**ASSIGNED TASK:** On the basis of the records below, report how many lines contain the word "https". Nothing else should be given.

[Excerpts from a dataset]
PR #178, opened 2015-03-15
Task status metrics

### LINKED ISSUE #174: add metrics related to reconciliation
- count of requested explicit reconciliations
- count of requested implicit reconciliations
- count of executed implicit reconciliations
- count of completed explicit reconciliations
- count of cancelled explicit reconciliations
- latency for explicit reconciliation (may require using/tracking reconcileTime per-task, instead of updateTime)

jdef:
- fixes #174

### DIFF
--- a/pkg/scheduler/metrics/metrics.go
+++ b/pkg/scheduler/metrics/metrics.go
@@ -34,6 +34,37 @@ var (
 		},
 		[]string{"source", "reason", "state"},
 	)
+	ReconciliationLatency = prometheus.NewSummary(
+		prometheus.SummaryOpts{
+			Subsystem: schedulerSubsystem,
+			Name:      "reconciliation_latency_microseconds",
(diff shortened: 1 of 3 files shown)


jdef:
I've observed metrics like this:
```
scheduler_status_updates{reason="none",source="none",state="TASK_KILLED"} 16
scheduler_status_updates{reason="none",source="none",state="TASK_RUNNING"} 16
scheduler_status_updates{reason="none",source="none",state="TASK_STARTING"} 16
```

Suspect it's because the go executor driver bindings are not enforcing `SOURCE_EXECUTOR` in `TaskStatus.Source`. But the native bindings don't do that yet either:

https://github.com/apache/mesos/blob/master/src/exec/exec.cpp#L490

jdef:
The missing TaskStatus.Source bug has been filed as https://issues.apache.org/jira/browse/MESOS-2499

**ANSWER SPACE:** 2